▸ SUPPLIED INFORMATION
━━━━━━━━

PR #827, opened 2023-04-10
[IPv6] Reduce stack memory usage.

ActoryOu:
[IPv6] Reduce stack memory usage.

Description
-----------

- Output to address pointer in IPv6MC_GET_GROUP_ID instead of structure.
- Add FreeRTOS_in6addr_allnodes in static memory instread of stack.

Test Steps
-----------

Run protocol test cases IPv6/Datagram.

Checklist:
----------

Related Issue
-----------


htibosch (approved):
@ActoryOu, thank you for this PR, I think it is all good!
I only wonder is `FreeRTOS_in6addr_allnodes` will be useful for other modules, some day? But we can decide that later.
Hein

ActoryOu:
> @ActoryOu, thank you for this PR, I think it is all good! I only wonder is `FreeRTOS_in6addr_allnodes` will be useful for other modules, some day? But we can decide that later. Hein

Agree. Currently I have no idea when it'll be used in other modules. So let's keep it static for now.

moninom1 (approved):

shubnil (approved):

PR #843, opened 2023-04-24
Supress MISRA single use warning for FreeRTOS_in6addr_loopback

tony-josi-aws:
Description
-----------
This PR suppresses the MISRA Rule 8.9 [An object should be defined at block scope if its identifier only appears in a single function] during the Coverity scan. 

Test Steps
-----------
Coverity run

Checklist:
----------

Related Issue
-----------


moninom1 (approved):

archigup:
Which variable is triggering the warning?

Is this a false positive? Why do we need to suppress it instead of fixing  it?

tony-josi-aws:
> Which variable is triggering the warning?
> 
> Is this a false positive? Why do we need to suppress it instead of fixing it?

Hi @archigup,

The variable is `FreeRTOS_in6addr_loopback`, it can be used analogous to the `in6addr_loopback` of `<netinet/in.h>` (linux or similar) by applications\tools as well other than just by the stack, hence its defined with external linkage.

shubnil (approved):

PR #845, opened 2023-04-25
[IPv6] Add Unit Test for FreeRTOS_Routing.

ActoryOu:
[IPv6] Add Unit Test for FreeRTOS_Routing.

Description
-----------

As the FreeRTOS_Routing was added for merging IPv4 and IPv6, this change adds the Unit test case for this new file along with 100% coverage.

Test Steps
-----------

Unit Test
```
```
Coverage Test
```
make -C ${BUILD_DIR} coverage
```

Checklist:
----------

Related Issue
-----------


source/FreeRTOS_Routing.c
```diff
@@ -615,84 +627,74 @@ struct xIPv6_Couple
...
+                }
 
-            ( void ) memcpy( pxEndPoint->xMACAddress.ucBytes, ucMACAddress, ipMAC_ADDRESS_LENGTH_BYTES );
-            ( void ) FreeRTOS_AddEndPoint( pxNetworkInterface, pxEndPoint );
+                /* Copy the current values to the default values. */
+                ( void ) memcpy( &( pxEndPoint->ipv6_defaults ), &( pxEndPoint->ipv6_settings ), sizeof( pxEndPoint->ipv6_defaults ) );
+
+                ( void ) memcpy( pxEndPoint->ipv6_defaults.xIPAddress.ucBytes, pxIPAddress->ucBytes, ipSIZE_OF_IPv6_ADDRESS );
+
+                ( void ) memcpy( pxEndPoint->xMACAddress.ucBytes, ucMACAddress, ipMAC_ADDRESS_LENGTH_BYTES );
```
tony-josi-aws, line 670: Why are we not setting the static IP address here, shouldn't we set the endpoint IP address as the static IP address provided by the user if neither DHCPv6 nor RA is enabled? If we expect DHCP or RA to giveup and then assign the default IP we might have to wait till the timeout for the endpoint to be up. Also DHCP or RA can be disabled during build.

source/FreeRTOS_Routing.c
```diff
@@ -97,35 +97,38 @@ struct xIPv6_Couple
...
+            ( void ) memcpy( &( pxEndPoint->ipv4_defaults ), &( pxEndPoint->ipv4_settings ), sizeof( pxEndPoint->ipv4_defaults ) );
 
-        /* The field 'ipv4_settings.ulIPAddress' will be set later on. */
+            /* The default IP-address will be used in case DHCP is not used, or also if DHCP has failed, or
+             * when the user chooses to use the default IP-address. */
+            pxEndPoint->ipv4_defaults.ulIPAddress = ulIPAddress;
 
-        ( void ) memcpy( pxEndPoint->xMACAddress.ucBytes, ucMACAddress, sizeof( pxEndPoint->xMACAddress ) );
-        ( void ) FreeRTOS_AddEndPoint( pxNetworkInterface, pxEndPoint );
+            /* The field 'ipv4_settings.ulIPAddress' will be set later on. */
```
tony-josi-aws, line 127: [Similar case](https://github.com/FreeRTOS/FreeRTOS-Plus-TCP/pull/845#discussion_r1189617806) for IPv4 endpoints as well

source/FreeRTOS_Routing.c
```diff
@@ -615,84 +627,74 @@ struct xIPv6_Couple
...
-
-            pxEndPoint->bits.bIPv6 = pdTRUE_UNSIGNED;
-
-            pxEndPoint->ipv6_settings.uxPrefixLength = uxPrefixLength;
-
-            if( pxGatewayAddress != NULL )
+            if( ( pxNetworkInterface == NULL ) ||
+                ( pxEndPoint == NULL ) ||
+                ( pxIPAddress == NULL ) ||
+                ( ucMACAddress == NULL ) )
```
tony-josi-aws, line 633: In my opinion asserts are more easier to set up and helpful while debugging than `printf`s.

ActoryOu: Because this is a public API, I believe less assertion the better.

source/FreeRTOS_Routing.c
ActoryOu: That's a good point. Please allow me to list down my answer below:
1. We have a [reset on endpoint](https://github.com/FreeRTOS/FreeRTOS-Plus-TCP/pull/845/files/c80762bb530940fda9c9fc58ed1c0647059ae601#diff-cabc7b626b59843c03a1b0a4018200289c01a46d67b68e3445249b18db94a853R644) in this function, so the DHCP/RA bits are always zero. It's useless to check DHCP/RA before setting IP.
2. We use a general way to set IP addresses for endpoints, it's in [prvProcessNetworkDownEvent](https://github.com/FreeRTOS/FreeRTOS-Plus-TCP/blob/c80762bb530940fda9c9fc58ed1c0647059ae601/source/FreeRTOS_IP_Utils.c#L896-L906) for now. It may make flow more complicated if we can't tell if an endpoint is for DHCP/RA or not.

source/FreeRTOS_Routing.c
ActoryOu: Same as comment [below](https://github.com/FreeRTOS/FreeRTOS-Plus-TCP/pull/845/files/c80762bb530940fda9c9fc58ed1c0647059ae601#r1193305558).

htibosch:
Hello @ActoryOu, thank you for this UT.
As you are proposing quite a few changes to /source, I need some time to review and test it. Can you either put it on hold or put it in draft mode for a while?
Thank you, Hein

shubnil (approved):

source/FreeRTOS_Routing.c
htibosch: Yes you're right, @ActoryOu, `memset()` is called to clear the entire endpoint.

I added this code for a reason:
Endpoint 1 (global IPv6) needs DHCPv6
Endpoint 2 (static local-link) is used to communicate with the DHCP server

I would like to set 'ipv6_settings.xIPAddress' for all static endpoints, before `prvProcessNetworkDownEvent()` is called for the first time. Otherwise DHCP can not find a local-link IPv6 address.

source/FreeRTOS_Routing.c
htibosch: Here it is not so important because an IPv4 endpoint doesn't normally need another IPv4 endpoint.

source/FreeRTOS_Routing.c
ActoryOu: Hi @htibosch,
Thanks for comment.
But one query, how do we know if the endpoint is static in this function?
Or is it ok to always set ipv6_settings/ipv4_settings IP address for endpoints?

ActoryOu:
Hi @htibosch,
There is one more point need your review.
I changed [priority order](https://github.com/FreeRTOS/FreeRTOS-Plus-TCP/pull/845/files#diff-cabc7b626b59843c03a1b0a4018200289c01a46d67b68e3445249b18db94a853R711-R715) when searching endpoint for coming packets. Please help to take a look on it and make sure my change makes sense.

Thanks!!

htibosch (approved):
I have only looked at the changes in `FreeRTOS_Routing.c`. The looks good to me and I approve it.

This is where you change the status of your PR back to normal:

image

I will test the changes today.

source/FreeRTOS_Routing.c
```diff
@@ -371,6 +373,10 @@ struct xIPv6_Couple
                 pxResult = pxResult->pxNext;
             }
         }
+        else
+        {
+            pxResult = FreeRTOS_FirstEndPoint( pxInterface );
+        }
```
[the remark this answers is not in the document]
ActoryOu: I make `FreeRTOS_NextEndPoint` to provide first endpoint when input is NULL pointer.
That might be easier for users to use. For example:
```
pxEndpoint = NULL;

while( FreeRTOS_NextEndPoint( pxEndpoint ) != NULL )
{
    ...
}
```

source/FreeRTOS_Routing.c
```diff
@@ -407,7 +413,7 @@ struct xIPv6_Couple
         {
             #if ( ipconfigUSE_IPv4 != 0 )
                 #if ( ipconfigUSE_IPv6 != 0 )
-                    if( ENDPOINT_IS_IPv4( pxEndPoint ) )
+                    if( pxEndPoint->bits.bIPv6 == 0U )
```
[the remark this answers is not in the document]
ActoryOu: The pxEndPoint is always valid (not NULL). That means the pointer check is useless here.
I can either change the macro to skip pointer check or just check bIPv6 here in this change.

kar-rahul-aws (approved):

PR #870, opened 2023-05-22
[IPv6] Add Unit Test for FreeRTOS_Sockets & FreeRTOS_IPv4_Sockets.

ActoryOu:
[IPv6] Add Unit Test for FreeRTOS_Sockets & FreeRTOS_IPv4_Sockets.

Description
-----------

Separate FreeRTOS_Sockets.c unit test cases into FreeRTOS_Sockets/FreeRTOS_IPv4_Sockets and add test cases to reach 100% coverage.

Test Steps
-----------

Unit Test
```
```
Coverage Test
```
make -C ${BUILD_DIR} coverage
```

Checklist:
----------

Related Issue
-----------


source/include/FreeRTOS_IP_Common.h
```diff
@@ -47,6 +47,14 @@ typedef union IP_Address
     IPv6_Address_t xIP_IPv6; /**< IPv6 address */
 } IP_Address_t;
 
+/** @brief A struct that can hold either an IPv4 or an IPv6 address. */
+typedef struct xxIPv46_Address
+{
+    /* A struct that can hold either an IPv4 or an IPv6 address. */
+    IP_Address_t xIPAddress; /**< The IPv6-address. */
```
tony-josi-aws, line 54: `xIPAddress` can be used to hold either v4 or v6 address here, comment only says about v6.

source/FreeRTOS_Sockets.c
```diff
@@ -100,6 +100,15 @@
 #define sock80_PERCENT     80U         /**< 80% of the defined limit. */
 #define sock100_PERCENT    100U        /**< 100% of the defined limit. */
 
+
+#if ( ( ipconfigHAS_DEBUG_PRINTF != 0 ) || ( ipconfigHAS_PRINTF != 0 ) )
+
+/**
+ * @brief A buffer for prvSocketProps to return socket property in string.
+ */
+    static char pucSocketProps[ 92 ];
```
tony-josi-aws, line 109: Why are we moving this variable out of the `prvSocketProps()` if its only used inside that function?

source/include/FreeRTOS_IP_Common.h
moninom1: We already have a structure which holds both v4 and v6 address, why is this needed?

moninom1: Not sure why we are introducing this structure.

source/include/FreeRTOS_IPv6_Sockets.h
```diff
@@ -102,8 +102,7 @@
  *         is connected to a remote IP-address. It will be called from a loop
  *         iterating through all sockets. */
     FreeRTOS_Socket_t * pxTCPSocketLookup_IPv6( FreeRTOS_Socket_t * pxSocket,
-                                                const IPv6_Address_t * pxAddress_IPv6,
-                                                uint32_t ulRemoteIP );
+                                                const IPv46_Address_t * pxAddress );
```
moninom1, line 105: We already have correct IP types passed in both functions, If we are not making the function as one function then what is the point of updating the arguments. The end goal of updating the arguments and making it common should be to get rid of one of the function.

source/FreeRTOS_Sockets.c
ActoryOu: This is used to validate in UT.
If the variable is declared inside the function, we can't extern it in the UT to verify the result.

source/include/FreeRTOS_IPv6_Sockets.h
ActoryOu: We need a method to differentiate if the address is belong to IPv4 or IPv6. An dthe new added structure `IPv46_Address_t` has a bit for it.

source/FreeRTOS_Sockets.c
ActoryOu: Because we removed keyword `static` as preprocess for unit test. This variable became local variable that we can't access outside of function. Move it to global section to keep the buffer accessible for unit test.

source/include/FreeRTOS_IP_Common.h
```diff
@@ -47,6 +47,14 @@ typedef union IP_Address
     IPv6_Address_t xIP_IPv6; /**< IPv6 address */
 } IP_Address_t;
 
+/** @brief A struct that can hold either an IPv4 or an IPv6 address. */
+typedef struct xxIPv46_Address
+{
+    /* A struct that can hold either an IPv4 or an IPv6 address. */
+    IP_Address_t xIPAddress; /**< IP address contains either IPv4 or IPv6. */
+    BaseType_t xIs_IPv6;     /**< pdTRUE if IPv6 address. */
+} IPv46_Address_t;
```
moninom1, line 56: Hein's structure is used in DNS files extensively and we are making it a union now by using IP_Address_t in the same strcture, Please check it is not breaking anything in DNS files.

source/FreeRTOS_Sockets.c
moninom1: This might give coverity error, please check

source/include/FreeRTOS_IP_Common.h
ActoryOu: Already updated in this PR. Please check the change in DNS_Cache.c & DNS_Parser.c.
And I can pass unit test after changing.

source/FreeRTOS_Sockets.c
tony-josi-aws: I believe the pointer returned by `prvSocketProps()` is the address of `pucSocketProps` and we could use that to access the buffer during the unit tests, this will involve maybe calling the `prvSocketProps()` twice in a test or we could store the address in a global variable during the initial test and then use it in further tests.

ActoryOu: Debug print is disabled in coverity scan, so this change doesn't give any coverity error.
But I did find some coverity issues. Just updated for them.
Thanks for notifying.

moninom1 (approved):

tony-josi-aws (approved):

shubnil (approved):

go2sh:
Hey,
this breaks compilation with a shadow warning if not disable due to the same name used globally and in a function pucSocketProps if printf is enabled.
BR

PR #874, opened 2023-05-24
Add Unit Test Coverage for FreeRTOS_TCP_Transmission and FreeRTOS_TCP_Transmission_IPv4

moninom1:
Description
-----------
Add Unit Test Coverage for FreeRTOS_TCP_Transmission and FreeRTOS_TCP_Transmission_IPv4

Test Steps
-----------
Unit Test
```
```

Coverage Test
```
make -C ${BUILD_DIR} coverage
```

Checklist:
----------

Related Issue
-----------

### DIFF
--- a/source/FreeRTOS_TCP_Transmission_IPV4.c
+++ b/source/FreeRTOS_TCP_Transmission_IPV4.c
@@ -102,13 +102,6 @@ void prvTCPReturnPacket_IPV4( FreeRTOS_Socket_t * pxSocket,
 
     do
     {
-        /* Use do/while to be able to break out of the flow */
-        if( ( pxNetworkBuffer == NULL ) && ( pxSocket == NULL ) )
-        {
-            /* Either 'pxNetworkBuffer' or 'pxSocket' should be defined. */
-            break;
-        }
-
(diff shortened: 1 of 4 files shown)


source/FreeRTOS_TCP_Transmission_IPV4.c
```diff
@@ -102,13 +102,6 @@ void prvTCPReturnPacket_IPV4( FreeRTOS_Socket_t * pxSocket,
 
     do
     {
-        /* Use do/while to be able to break out of the flow */
-        if( ( pxNetworkBuffer == NULL ) && ( pxSocket == NULL ) )
```
ActoryOu, line 106: I understand that it's not necessary to check network buffer. But why don't we check socket handler?

ActoryOu (changes requested):

source/FreeRTOS_TCP_Transmission_IPV4.c
moninom1: This function is called only when atleast one of them is not NULL. And both socket null or buffer null cases are handled in this function. Hence it is removed.

ActoryOu (approved):

shubnil (approved):

PR #225, opened 2021-08-20
Deep pick

cyberbiont:
partially fixes optional properties problem in Deep Pick / Omit.


cyberbiont:
Here is my attempt to fix it.
It works only with 'never' type for filter again, so I modified all tests to use `never`.

As a side-effect, `optionalProp?: undefined` will be still preset in resulting omitted type. (not a big problem I hope because usually nobody explicitly assigns properties with value 'undefined').

Also, currently it doesn't work for optional properties, nested inside optional properties... This probably can be fixed but I don't have time to dive in it now.

Beraliv:
> Here is my attempt to fix it.
> It works only with 'never' type for filter again, so I modified all tests to use `never`.
> 
> As a side-effect, `optionalProp?: undefined` will be still preset in resulting omitted type. (not a big problem I hope, because usually nobody explicitly assigns properties with value 'undefined').
> 
> Also, currently it doesn't work for optional properties, nested inside optional properties... This probably can be fixed but I don't have time to dive in it now.
> 
> Maybe you can come up with better solution.

Thank you for creating PR, I will pay some attention on the weekend, maybe come up with something that can help fixing it

README.md
```diff
@@ -27,55 +27,48 @@ If you use any [functions](https://github.com/krzkaczor/ts-essentials/blob/maste
...
-  - [NonNever](#NonNever)
-  - [Merge](#Merge)
-  - [MergeN](#MergeN)
-  - [MarkRequired](#MarkRequired)
-  - [MarkOptional](#MarkOptional)
-  - [ReadonlyKeys](#ReadonlyKeys)
-  - [WritableKeys](#WritableKeys)
-  - [OptionalKeys](#OptionalKeys)
-  - [RequiredKeys](#RequiredKeys)
+- [Install](#install)
```
Beraliv, line 30: Can you please revert these changes or push them separately?

That's out of the scope of the changes

lib/types.ts
```diff
@@ -251,7 +251,7 @@ export type DeepOmit<T extends DeepModify<Filter>, Filter> = T extends Builtin
       { [K in Exclude<RequiredKeys<T>, keyof Filter>]: T[K] } &
       OmitProperties<
         {
-          [K in Extract<RequiredKeys<T>, keyof Filter>]: Filter[K] extends true
+          [K in Extract<RequiredKeys<T>, keyof Filter>]: Filter[K] extends never
```
Beraliv, line 254: Given `T extends never` we distribute the type, but not checking that it is `never` (see [Distributive Conditional Types](https://www.typescriptlang.org/docs/handbook/advanced-types.html#distributive-conditional-types))

To check that the type is `never` you need to use this types specifically:

```ts
type IsNever<T> = [T] extends [never] ? true : false;
```

README.md
cyberbiont: reverted. it seems like VS Code Markdown formatter (that comes Markdown All In One extension) doesn't like plain text items like - DeepPartial  inside the table of contents and auto-deletes them. Didn't notice it at first. I disabled the extension, but maybe you should consider to modify those (make them also a links perhaps)

Beraliv:
@cyberbiont I would close it in favour to https://github.com/krzkaczor/ts-essentials/pull/224

What do you think?

Can you please test the implementation that I've completed? Do you have any suggestions?

PR #227, opened 2021-08-21
docs: ➕ add strictNullChecks 📄

### LINKED ISSUE #196: RequiredKeys generates never
```
interface Test {
  opt?: string,
  req1: string,
  req2: string,
}

const key: RequiredKeys<Test> = 'req1';
```
Should have no errors.
But generates the error:
Type 'string' is not assignable to type 'never'.ts(2322)

The type `RequiredKeys<Test>` should return `"req1" | "req2"`. But instead generates `never`.

Beraliv:
Fixes #196

### DIFF
--- a/README.md
+++ b/README.md
@@ -20,6 +20,9 @@ npm install --save-dev ts-essentials
 👉 We require `typescript>=4.0`. If you're looking for support for older TS versions, please have a look at the
 [TypeScript dependency table](https://github.com/krzkaczor/ts-essentials/tree/master#TypeScript-dependency-table)
 
+👉 As we really want types to be stricter, we require enabled
+[strictNullChecks](https://www.typescriptlang.org/tsconfig#strictNullChecks) in your project
+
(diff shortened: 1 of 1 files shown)


README.md
```diff
@@ -20,6 +20,9 @@ npm install --save-dev ts-essentials
 👉 We require `typescript>=4.0`. If you're looking for support for older TS versions, please have a look at the
 [TypeScript dependency table](https://github.com/krzkaczor/ts-essentials/tree/master#TypeScript-dependency-table)
 
+👉 As we really want types to be stricter, we require enabled
+[strictNullChecks](https://www.typescriptlang.org/tsconfig#strictNullChecks) in your project
+
```
Beraliv, line 25: * I also can leave the link to playground – https://tsplay.dev/mqvpJW (to reproduce the problem)
* Can mention the issue as well – https://github.com/krzkaczor/ts-essentials/issues/196

krzkaczor (approved):
I think this change is good as it is. I don't think that we need to dive more into details explaining why is that -- it's better to keep it short and concise.

PR #228, opened 2021-08-22
test: 🧪 DeepNullable

Beraliv:
Fixed `DeepNullable` for `ReadonlySet` and `ReadonlyMap`

### DIFF
--- a/test/index.ts
+++ b/test/index.ts
@@ -251,6 +251,56 @@ function testDeepPartial() {
   ];
 }
 
+function testDeepNullable() {
+  type cases = [
+    Assert<IsExact<DeepNullable<number>, number | null>>,
+    Assert<IsExact<DeepNullable<string>, string | null>>,
+    Assert<IsExact<DeepNullable<boolean>, boolean | null>>,
+    Assert<IsExact<DeepNullable<bigint>, bigint | null>>,
+    Assert<IsExact<DeepNullable<symbol>, symbol | null>>,
+    Assert<IsExact<DeepNullable<undefined>, undefined | null>>,
+    Assert<IsExact<DeepNullable<null>, null>>,
+    Assert<IsExact<DeepNullable<Function>, Function | null>>,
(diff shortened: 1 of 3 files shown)


test/index.ts
```diff
@@ -251,6 +251,56 @@ function testDeepPartial() {
...
+    Assert<IsExact<DeepNullable<bigint>, bigint | null>>,
+    Assert<IsExact<DeepNullable<symbol>, symbol | null>>,
+    Assert<IsExact<DeepNullable<undefined>, undefined | null>>,
+    Assert<IsExact<DeepNullable<null>, null>>,
+    Assert<IsExact<DeepNullable<Function>, Function | null>>,
+    Assert<IsExact<DeepNullable<Date>, Date | null>>,
+    Assert<IsExact<DeepNullable<Error>, Error | null>>,
+    Assert<IsExact<DeepNullable<RegExp>, RegExp | null>>,
+    Assert<IsExact<DeepNullable<Map<string, boolean>>, Map<string | null, boolean | null>>>,
+    Assert<IsExact<DeepNullable<Map<string, { a: number }>>, Map<string | null, { a: number | null }>>>,
```
krzkaczor, line 268: I am not sure if the behavior to make **keys** of Maps etc, `nullable` is desired. Have you thought about this?

krzkaczor (commented):
Btw. as there is a slight change in the behaviour right now (support readonly maps and sets) this should have a `patch` changeset.

test/index.ts
Beraliv: It's not a change, that's an alignment for `ReadonlyMap`, because it was already working that way for `Map` and `WeekMap`

Same regarding `Set` and `WeekSet` – it was already working this way and I aligned it for `ReadonlySet`

krzkaczor (approved):

krzkaczor (approved):

test/index.ts
Beraliv: Agreed on adding it as an alignment ✅

PR #230, opened 2021-08-22
test: 🧪 more cases for DeepNonNullable

Beraliv:


krzkaczor (commented):
Same comment as for https://github.com/krzkaczor/ts-essentials/pull/228

Are you positive that we want to make keys for map not nullable too?

krzkaczor (approved):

━━━━━━━━

Only a number is expected here: how many lines of the records above contain "scope".

2